3. She was arriving late to work and falling asleep at work: My mom was a sewer for 30 years at the same company and timed everything precisely to get to work on time and I can only remember a handful of times that she stayed home sick. Her tardiness and inability to get adequate sleep before work were big signs for me.
4. She let me know that someone she worked with had asked what my name was and she couldn’t remember, so she made something up. When she told me this so was just sobbing. Saying how terrible a mother she was for forgetting her own child’s name. It was heartbreaking and so shocking for me as well!
5. Mood swings and personality changes: My mom was a kind momma, generous with the little she had, always thinking of others, and pretty patient too. All of that was changing… drastically… AND quickly! The level of fear and anxiety my mom was experiencing was not normal for her. It was crippling.
These were the gut-wrenching moments that made me realize I couldn't ignore the problem any longer. I had to fight for my mom and get her the help she needed.
The Signs I Kick Myself for Missing
Hindsight is a real kick in the teeth. Looking back, there were so many subtle signs of my mom's cognitive decline that I completely overlooked:
1. Her apartment was becoming more chaotic with clutter: My mom was always a thrifter and antiquer, and anyone who grew up with a parent like that, knows that that can lend to some clutter! However, my mom’s clutter was squeezing out room to just live in her apartment. Again, I misunderstood this, and I later found a journal entry written by my mom talking about how whenever I would come over I would comment to the disarray, and how she felt embarrassed that she was so messy…. reading that hurt my heart and made me wish I had been more understanding or asked more questions.

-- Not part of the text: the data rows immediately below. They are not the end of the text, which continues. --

PR #433, opened 2020-04-23
Check for invalid opcode in event()

### LINKED ISSUE #336: test for exception type in sgx shim handler
Currently (#326), we presume the event that caused a subsequent (`CSSA == 1`) entry into the enclave was an invalid opcode. However, a malicious host could try to send other events or even fake events. We should test for the actual events that caused the exception from the `aex` structure, since these are trusted.

lkatalin:
Resolves #336

### DIFF
--- a/enarx-keep-sgx-shim/src/event.rs
+++ b/enarx-keep-sgx-shim/src/event.rs
@@ -1,5 +1,6 @@
 // SPDX-License-Identifier: Apache-2.0
 
+use intel_types::Exception;
 use nolibc::x86_64::error::Number as ErrNo;
 use nolibc::x86_64::syscall::Number as SysCall;
 use sgx_types::ssa::StateSaveArea;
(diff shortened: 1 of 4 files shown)


sgx-types/src/ssa.rs
```diff
@@ -32,7 +32,8 @@ enumerate! {
 #[repr(C, align(4))]
 #[derive(Copy, Clone)]
 pub struct ExitInfo {
-    vector: Exception,
+    /// The exception type. See intel-types crate for more.
+    pub vector: Exception,
     exit_type: ExitType,
     reserved: u8,
     valid: u8,
```
connorkuehl, line 39: I think `#[repr(C)]` suggests this type will be exactly 4 bytes as described by the Intel SDM, right? I'm just thinking out loud (because of some of the SEV types there are) if it's worthwhile having a unit test assert that the size of these structures are what we expect them to be. Hmm. Or on the other hand, maybe such a test is redundant.

connorkuehl: Ah nevermind, I see that we're accomplishing this with `testaso` on the enclosing structures.

enarx-keep-sgx-shim/src/event.rs
```diff
@@ -16,29 +17,38 @@ pub extern "C" fn event(
     aex: &mut StateSaveArea,
     ctx: &Context,
 ) {
-    match unsafe { core::slice::from_raw_parts(aex.gpr.rip as *const u8, 2) } {
-        // syscall
-        [0x0f, 0x05] => {
-            let syscall = aex.gpr.rax.into();
-            let mut h = Handler::new(tcs, aex, ctx);
+    // Test for exception type.
```
connorkuehl, line 20: I think something like

```
// Exception Vector Table
```

better describes what's happening here.

sgx-types/src/ssa.rs
npmccallum: Yup. This is not an issue.

lkatalin:
@npmccallum Ah, you're right about the `vector`. I'll fix it.

enarx-keep-sgx-shim/src/event.rs
```diff
@@ -16,29 +17,38 @@ pub extern "C" fn event(
     aex: &mut StateSaveArea,
     ctx: &Context,
 ) {
-    match unsafe { core::slice::from_raw_parts(aex.gpr.rip as *const u8, 2) } {
-        // syscall
-        [0x0f, 0x05] => {
-            let syscall = aex.gpr.rax.into();
-            let mut h = Handler::new(tcs, aex, ctx);
+    // Exception Vector Table
+    match aex.gpr.exitinfo.exception().unwrap() {
```
npmccallum, line 21: We can't use `unwrap()` in the shim. It will cause an infinite loop if it doesn't succeed.

Also, please note that our `exception()` function before was theoretical. We aren't actually sure if it is correct. So we definitely need to test it.

npmccallum:
@lkatalin I see that you have added tests for the exceptions. This is good.

However, my concern was not that the `exception()` function works as we designed it, but that our design might mismatch the actual behavior of SGX. Perhaps we should look at the structs again given what we now know about SGX exceptions.

npmccallum:
@lkatalin Please rebase as there is now a conflict.

sgx-types/src/ssa.rs
```diff
@@ -341,6 +341,25 @@ impl StateSaveArea {
...
+    fn exc() {
+        let ssa = StateSaveArea::default();
+        assert_eq!(None, ssa.gpr.exitinfo.exception());
+        let mut ssa = StateSaveArea::default();
+        ssa.gpr.exitinfo = ExitInfo::new(ExitType::Hardware, Exception::InvalidOpcode);
+        assert_eq!(ssa.gpr.exitinfo.exception(), Some(Exception::InvalidOpcode));
+        ssa.gpr.exitinfo = ExitInfo::new(ExitType::Software, Exception::InvalidOpcode);
+        assert_eq!(ssa.gpr.exitinfo.exception(), Some(Exception::InvalidOpcode));
+        ssa.gpr.exitinfo = ExitInfo::new(ExitType::Hardware, Exception::DivideByZero);
+        assert_ne!(ssa.gpr.exitinfo.exception(), Some(Exception::InvalidOpcode));
```
npmccallum, line 359:
```suggestion
        let mut ssa = StateSaveArea::default();
        assert_eq!(None, ssa.gpr.exitinfo.exception());

        ssa.gpr.exitinfo = ExitInfo::new(ExitType::Hardware, Exception::InvalidOpcode);
        assert_eq!(ssa.gpr.exitinfo.exception(), Some(Exception::InvalidOpcode));

        ssa.gpr.exitinfo = ExitInfo::new(ExitType::Software, Exception::InvalidOpcode);
        assert_eq!(ssa.gpr.exitinfo.exception(), Some(Exception::InvalidOpcode));

        ssa.gpr.exitinfo = ExitInfo::new(ExitType::Hardware, Exception::DivideByZero);
        assert_ne!(ssa.gpr.exitinfo.exception(), Some(Exception::InvalidOpcode));
```

enarx-keep-sgx-shim/src/event.rs
```diff
@@ -18,70 +19,81 @@ pub extern "C" fn event(
     aex: &mut StateSaveArea,
     ctx: &Context,
 ) {
-    let mut h = Handler::new(layout, aex, ctx);
```
npmccallum, line 21: You should leave this line here and not move the handler instantiation into the match structure. You create it in all cases anyway.

npmccallum:
@lkatalin I have tested it and it works.

enarx-keep-sgx-shim/src/event.rs
lkatalin: @npmccallum I was getting some anger from the Rust borrow checker, but I'll try again.

lkatalin: I got it.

2. She opted not to be with me the morning my Dad passed away from prostate cancer. She decided to go to church instead, when the rest of our family came to be with me at home while I mourned. That was a big break in our relationship. A hurt that took me years to heal from and that I still struggle with. I just didn’t expect that to be my mom’s response and it hurt me deep. Not responding in the empathetic, motherly way that I had always known her to respond, became a new part of our relationship that in hindsight was a symptom of the cognitive decline.

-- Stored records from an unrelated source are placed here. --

Issue #348, opened 2020-03-18
Add docs to `span`


mbestavros:
The `span` crate currently fails the `#![deny(missing_docs)]` lint test. It's been grandfathered in to make the tests pass, but we should add docs to make the test pass properly.

PR #450, opened 2020-04-27
Add Line type to the span crate

npmccallum:
This type is similar to core::ops::Range, but is not an iterator and
therefore can implement Copy. Additionally, we make sure all exported
items are documented.

Fixes: #348

### DIFF
--- a/span/src/lib.rs
+++ b/span/src/lib.rs
@@ -1,52 +1,38 @@
 // SPDX-License-Identifier: Apache-2.0
 
+//! This crate contains types for measuring linear sets by either the end
+//! points (`Bounds`) or by a starting point and the number of elements (`Span`).
+//!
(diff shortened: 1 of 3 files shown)


span/src/lib.rs
```diff
@@ -1,52 +1,38 @@
 // SPDX-License-Identifier: Apache-2.0
 
+//! This crate contains types for measuring linear sets by either the end
+//! points (`Bounds`) or by a starting point and the number of elements (`Span`).
+//!
+//! In the interest of zero-cost abstractions, all method are always inlined
```
lkatalin, line 6:
```suggestion
//! In the interest of zero-cost abstractions, all methods are always inlined
```

npmccallum: Fixed.

PR #453, opened 2020-04-27
Rework how segments are loaded

npmccallum:
We can now handle segments that aren't page aligned.


enarx-keep-sgx/src/component.rs
```diff
@@ -1,28 +1,32 @@
...
-use std::fs::File;
-use std::io::{Read, Result};
+use std::io::Result;
 use std::ops::Range;
 use std::path::Path;
 
 /// A loadable segment of code
 pub struct Segment {
-    pub src: Contents,
+    src: Vec<Page>,
```
lkatalin, line 16: Pretty sure this was the part where `pub` is removed here, but was added back again in a later commit. Will we want this to be `pub` in the end?

npmccallum: Fixed.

4. Difficulty following conversations - both hers and mine: Our phone conversations began to be really hard to get through. She was very chaotic in the topics she’d jump to, she wouldn’t ask anything about me at all (this went on for a couple years), and nothing I would say could keep her attention. She also would get so mad at me that I wasn’t understanding what she was saying.

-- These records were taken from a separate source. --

PR #455, opened 2020-04-28
move Build struct to sev-types

### LINKED ISSUE #446: Move Build struct from 'sev' into 'sev-types'
Right now it lives in [`sev/src/lib.rs`](https://github.com/enarx/enarx/blob/master/sev/src/lib.rs#L19) but it belongs in the `sev-types` crate.

Move it to the `sev-types` crate.

michiboo:
Move Build struct from 'sev' into 'sev-types' 

Closes #446

### DIFF
--- a/sev-types/src/lib.rs
+++ b/sev-types/src/lib.rs
@@ -16,22 +16,9 @@
 //! the SEV API specification document version; the specification publication
 //! date; the link to the SEV API specification.
 
+#![no_std]
 #![deny(missing_docs)]
 #![deny(clippy::all)]
-#![allow(missing_docs)]
 
 pub mod command;
 pub mod platform;
-
-#[repr(C)]
-#[derive(Copy, Clone, Debug, Default, PartialEq, Eq, PartialOrd, Ord)]
-pub struct Build {
-    pub version: platform::Version,
-    pub build: u8,
-}
-
-impl std::fmt::Display for Build {
-    fn fmt(&self, f: &mut std::fmt::Formatter) -> std::fmt::Result {
-        write!(f, "{}.{}", self.version, self.build)
-    }
-}
--- a/sev-types/src/lib.rs
+++ b/sev-types/src/lib.rs
@@ -16,9 +16,22 @@
 //! the SEV API specification document version; the specification publication
 //! date; the link to the SEV API specification.
 
-#![no_std]
 #![deny(missing_docs)]
 #![deny(clippy::all)]
+#![allow(missing_docs)]
 
 pub mod command;
 pub mod platform;
+
+#[repr(C)]
+#[derive(Copy, Clone, Debug, Default, PartialEq, Eq, PartialOrd, Ord)]
+pub struct Build {
+    pub version: platform::Version,
+    pub build: u8,
+}
+
+impl std::fmt::Display for Build {
+    fn fmt(&self, f: &mut std::fmt::Formatter) -> std::fmt::Result {
+        write!(f, "{}.{}", self.version, self.build)
+    }
+}
--- a/sev-types/src/platform.rs
+++ b/sev-types/src/platform.rs
@@ -21,3 +21,20 @@ impl core::fmt::Display for Version {
         write!(f, "{}.{}", self.major, self.minor)
     }
 }
+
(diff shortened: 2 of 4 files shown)


sev-types/src/lib.rs
```diff
@@ -16,9 +16,22 @@
 //! the SEV API specification document version; the specification publication
 //! date; the link to the SEV API specification.
 
-#![no_std]
 #![deny(missing_docs)]
 #![deny(clippy::all)]
+#![allow(missing_docs)]
```
connorkuehl, line 21: Let's remove this `allow` attribute, because we want to make sure the entire crate is documented. Putting this `allow` statement here would turn off the automatic check for associated doc comments. If you're unsure of what a structure represents, the AMD SEV specification is linked in the comment at the top of `lib.rs`

sev-types/src/lib.rs
```diff
@@ -16,9 +16,22 @@
 //! the SEV API specification document version; the specification publication
 //! date; the link to the SEV API specification.
 
-#![no_std]
```
connorkuehl, line 19: We don't want to remove this. We want `sev-types` to be `no_std`.

sev-types/src/lib.rs
```diff
@@ -16,9 +16,22 @@
...
+pub struct Build {
+    pub version: platform::Version,
+    pub build: u8,
+}
+
+impl std::fmt::Display for Build {
+    fn fmt(&self, f: &mut std::fmt::Formatter) -> std::fmt::Result {
+        write!(f, "{}.{}", self.version, self.build)
+    }
+}
```
connorkuehl, line 37: Replace the `std` module with `core` so that the crate compiles in `no_std`.

sev-types/src/lib.rs
```diff
@@ -16,9 +16,22 @@
...
 #![deny(missing_docs)]
 #![deny(clippy::all)]
+#![allow(missing_docs)]
 
 pub mod command;
 pub mod platform;
+
+#[repr(C)]
+#[derive(Copy, Clone, Debug, Default, PartialEq, Eq, PartialOrd, Ord)]
+pub struct Build {
```
connorkuehl, line 28: Since the struct represents the platform firmware build, I'd argue that it belongs in the `platform` module.

Furthermore, this struct will require a doc comment describing it.

sev-types/src/platform.rs
```diff
@@ -21,3 +21,20 @@ impl core::fmt::Display for Version {
         write!(f, "{}.{}", self.major, self.minor)
     }
 }
+
+/// The fireware 'Build' is the Build ID for a particular API version.
```
haraldh, line 25: s/fireware/firmware/ ? typo?

sev-types/src/platform.rs
```diff
@@ -21,3 +21,20 @@ impl core::fmt::Display for Version {
...
+#[repr(C)]
+#[derive(Copy, Clone, Debug, Default, PartialEq, Eq, PartialOrd, Ord)]
+pub struct Build {
+    /// The fireware's version.
```
haraldh, line 29: s/fireware/firmware/ ? typo?

sev/tests/api.rs
```diff
@@ -2,7 +2,9 @@
 
 use sev_types::platform::Version;
 
-use sev::{certs::sev::Usage, firmware::Firmware, Build};
+use sev::{certs::sev::Usage, firmware::Firmware};
+
+use sev_types::platform::Build;
```
connorkuehl, line 7: Let's combine the `use sev_types` statements into one:

```rust
use sev_types::platform::{Build, Version};
```

sev/src/lib.rs
```diff
@@ -9,22 +9,10 @@
 #![allow(missing_docs)]
 
 use sev_types::platform;
+use sev_types::platform::Build;
```
connorkuehl, line 12: I'm fine with this either way but I think my only nitpick is that I'd prefer to remove line 12 here and just refer to the build as `platform::Build` as I think the namespacing provided by the module adds some more precision to the readability.

npmccallum:
Sorry, I hit the wrong button.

I still have moments where I beat myself up for not recognizing these signs sooner. But the truth is, when you're in the thick of it, it's not always easy to see the big picture.
A Plea for Awareness and Action
If there's one thing I want you to take away from my story, it's this: if you notice changes in your loved one's behavior, memory, or cognitive function that set off alarm bells, don't wait. Don't brush it off. Get help.
Early diagnosis can make a world of difference. It opens up treatment options, support services, and the chance to plan for the future. As a young caregiver, I know firsthand how isolating and overwhelming it can be. But you don't have to go through this alone.
If my story hits home for you, if you see the signs I've described in your own loved one, please don't hesitate. Trust your gut, fight for your family, and know that early intervention can change lives.
Being a caregiver for a parent with early onset Alzheimer's is a unique kind of heartbreak. But by sharing our stories, by raising awareness, and by taking action, we can make a difference for the ones we love and for the countless others facing this devastating disease.